Papillon Mathilde, Sanborn Sophia, Mathe Johan, Cornelis Louisa, Bertics Abby, Buracas Domas, J Lillemark Hansen, Shewmake Christian, Dinc Fatih, Pennec Xavier, Miolane Nina
UC Santa Barbara, Santa Barbara, United States of America.
Equal contribution.
Mach Learn Sci Technol. 2025 Sep 30;6(3):031002. doi: 10.1088/2632-2153/adf375. Epub 2025 Aug 1.

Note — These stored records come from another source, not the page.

PR #1506, opened 2025-04-04
Docs: Update wording "Data item", "OSM Wiki data item"

tordans:
Follow up to https://github.com/openstreetmap/id-tagging-schema/pull/1504
I don't think adding "Wikibase" as a term helps users understand where to find this data (in the OSM eco system).

The suggestions from https://github.com/openstreetmap/id-tagging-schema/issues/1479#issue-2908776914 where different.

I applied those suggestions but also added the Term "OSM Wiki" in some places to signal that we are talking about things that live in the context of the OSM wiki installation.

I updated the one new link to link to our own docs first (which then links to external docs).

---

For documentation purposes, those are the terms users find when they try to find the data items in our wiki…

- Search page: "Item"
   > image

- Wiki page: "Data item"
   > image

- URL of the item page: "/item"
   > image

- Docs: "Data item"
  > https://wiki.openstreetmap.org/wiki/Data_items

---

Closes https://github.com/openstreetmap/id-tagging-schema/issues/1479

PR #1600, opened 2025-06-13
Update CONTRIBUTING.md about wiki items and wiki links

zbycz:
Documentation was missing about how iD resolves the wiki items. I learned it from @1ec5 here https://github.com/openstreetmap/id-tagging-schema/pull/1590#issuecomment-2964737766 (thanks!)


tordans:
I would like to merge #1506 first and then review. 
(I need a review on that, first…)
In general I am in favor of improving this!

zbycz:
Cool, didn't know. There was another PR in progress! Great to see improvements coming 🙂

CONTRIBUTING.md
```diff
@@ -53,7 +53,10 @@ Icons from different sources (_icon sets_) can be used in the tagging schema. He
...
 
 iD and other tools provide users with a way to learn more about the main tag of a preset. It is important to provide good information in this information panel. Here are a few notes on how to do this:
-- Does your tag have a Wikibase entry? Click the small pencil icon next to the text to open the Wikibase item on the OSM wiki. Improve this wording if needed. If the Wikibase item is missing, [learn more about how to add it in "Current methods for creating new items"](https://wiki.openstreetmap.org/wiki/Data_items#Item_creation_process).
+- Does your tag have a Wikibase entry? Click the small pencil icon next to the text to open the Wikibase item on the OSM wiki. Improve this wording if needed.
+  - If the Wikibase item is missing, [learn more about how to add it in "Current methods for creating new items"](https://wiki.openstreetmap.org/wiki/Data_items#Item_creation_process).
+  - iD queries the `Tag:<key>=<value>` page or `Key:<key>` page and prefers the more specific variant. It then uses "wiki sitelinks" to get the data item from the page. These can be set [here](https://wiki.openstreetmap.org/wiki/Special:SetSiteLink//wiki), see the documentation in link above.
```
tordans, line 58: I think I never did this before. Lets double check first if this is actually needed for the lookup … or only for the Wiki-Relation part.

tordans: @harahu you added wiki data items for your last two PRs, did you add those SiteLinks described here? Or did it work with just the data item with the right values?

harahu: I added the SiteLinks as described in the guide, but I don't know whether that was on the critical path to getting the description and picture to show up.

zbycz: For me it was crtitical to show the description, though i am not sure about the image.

zbycz: [This comment](https://github.com/openstreetmap/id-tagging-schema/pull/1590#issuecomment-2964737766) helped me understand it is really needed and I also had to set the sitelink for all other wiki items i created.

k-yle: is this the only unresolved issue? I can confirm that [Special:SetSiteLink](https://osm.wiki/Special:SetSiteLink) is a required step.

and it's the hardest step to figure out imo, because the UI is broken[^1]

[^1]: the link appears in the top right corner of the screen [for a split second](https://en.wikipedia.org/wiki/Flash_of_unstyled_content) while the page loads ([example](https://osm.wiki/Item:Q16020)). you have to be very quick to click it before it disappears

1ec5: The link to Special:SetSitelink should be in the Tools section, alongside the link to the permalink. Depending on your skin and appearance preferences, it might be tucked away in a menu somewhere. The flash is because of the gadget (installed by default) that puts the link in Tools.

1ec5: To be pedantic, iD queries the wiki for data items that are linked to these page titles. It doesn’t run a separate query for the article then the data item. MediaWiki (Wikibase) handles all that for the client.

But to answer the original question, yes, setting a sitelink is necessary. It’s a bit confusing because there’s also typically a [documentation wiki pages <small>(P31)</small>](https://wiki.openstreetmap.org/wiki/Property:P31) property listing all the different translations, but that only matters once the sitelink to the English version is established.

matkoniecz: @zbycz What you think about those comments?

zbycz: @matkoniecz - I take it, these two comments from December are merely answers. They confirm my comment about "sitelinks being needed", so my suggested documentation change is still correct. 👍 

Thanks for the ping, i didn't realize I should confirm it here.

CONTRIBUTING.md
```diff
@@ -55,7 +53,10 @@ Icons from different sources (_icon sets_) can be used in the tagging schema. He
...
 
 iD and other tools provide users with a way to learn more about the main tag of a preset. It is important to provide good information in this information panel. Here are a few notes on how to do this:
-- Does your tag have a OSM Wiki data item? Click the small pencil icon next to the text to open the data item on the OSM Wiki. Improve this wording if needed. If the data item is missing, [learn more about how to add it in "Current methods for creating new items"](https://wiki.openstreetmap.org/wiki/Data_items#Item_creation_process).
+- Does your tag have a OSM Wiki data item? Click the small pencil icon next to the text to open the data item on the OSM Wiki. Improve this wording if needed.
+  - If the data item is missing, [learn more about how to add it in "Current methods for creating new items"](https://wiki.openstreetmap.org/wiki/Data_items#Item_creation_process).
+  - iD queries the `Tag:<key>=<value>` page or `Key:<key>` page and prefers the more specific variant. It then uses "wiki sitelinks" to get the data item from the page. These can be set [here](https://wiki.openstreetmap.org/wiki/Special:SetSiteLink//wiki), see the documentation in link above.
```
matkoniecz, line 58:
```suggestion
  - iD queries the data item linked to `Tag:<key>=<value>` or `Key:<key>` page and prefers the more specific variant. This connection (called sitelink) must be set and it can be done [here](https://wiki.openstreetmap.org/wiki/Special:SetSiteLink//wiki), see the documentation in link above.
```

attempt to follow https://github.com/openstreetmap/id-tagging-schema/pull/1600/changes#r2637951895 suggestion to not introduce false claims

@1ec5 have I understood correctly what you suggested there?

matkoniecz: or have you not requested such change?

1ec5: Yes, that’s an improvement. I’d probably still mention “sitelink”. That’s the weird term that OSM Wikibase uses to tie the data item to the article that the mapper is more familiar with.

matkoniecz: I added `(called sitelink)` - is it in appropriate location?

matkoniecz: @1ec5 do you see need for any further changes?

1ec5: Looks good to me.

CONTRIBUTING.md
matkoniecz: @tordans @1ec5 do you think that changes are still needed here?

CONTRIBUTING.md
matkoniecz: @zbycz Can you take look at this? Do you agree that it is an improvement?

The enduring legacy of Euclidean geometry underpins classical machine learning, which, for decades, has been primarily developed for data lying in Euclidean space. Yet, modern machine learning increasingly encounters richly structured data that is inherently non-Euclidean. This data can exhibit intricate geometric, topological and algebraic structure: from the geometry of the curvature of space-time, to topologically complex interactions between neurons in the brain, to the algebraic transformations describing symmetries of physical systems. Extracting knowledge from such non-Euclidean data necessitates a broader mathematical perspective. Echoing the 19th-century revolutions that gave rise to non-Euclidean geometry, an emerging line of research is redefining modern machine learning with non-Euclidean structures. Its goal: generalizing classical methods to unconventional data types with geometry, topology, and algebra. In this review, we provide an accessible gateway to this fast-growing field and propose a graphical taxonomy that integrates recent advances into an intuitive unified framework. We subsequently extract insights into current challenges and highlight exciting opportunities for future development in this field.
欧几里得几何的持久遗产支撑着经典机器学习,几十年来,经典机器学习主要是为欧几里得空间中的数据而开发的。然而,现代机器学习越来越多地遇到本质上非欧几里得的结构丰富的数据。这种数据可以展现出复杂的几何、拓扑和代数结构:从时空曲率的几何结构,到大脑中神经元之间拓扑复杂的相互作用,再到描述物理系统对称性的代数变换。从这种非欧几里得数据中提取知识需要更广阔的数学视角。呼应19世纪催生非欧几里得几何的革命,一个新兴的研究方向正在用非欧几里得结构重新定义现代机器学习。其目标是:将经典方法推广到具有几何、拓扑和代数结构的非常规数据类型。在这篇综述中,我们为这个快速发展的领域提供了一个易于理解的切入点,并提出了一种图形分类法,将近期进展整合到一个直观的统一框架中。我们随后深入了解当前的挑战,并突出该领域未来发展的令人兴奋的机遇。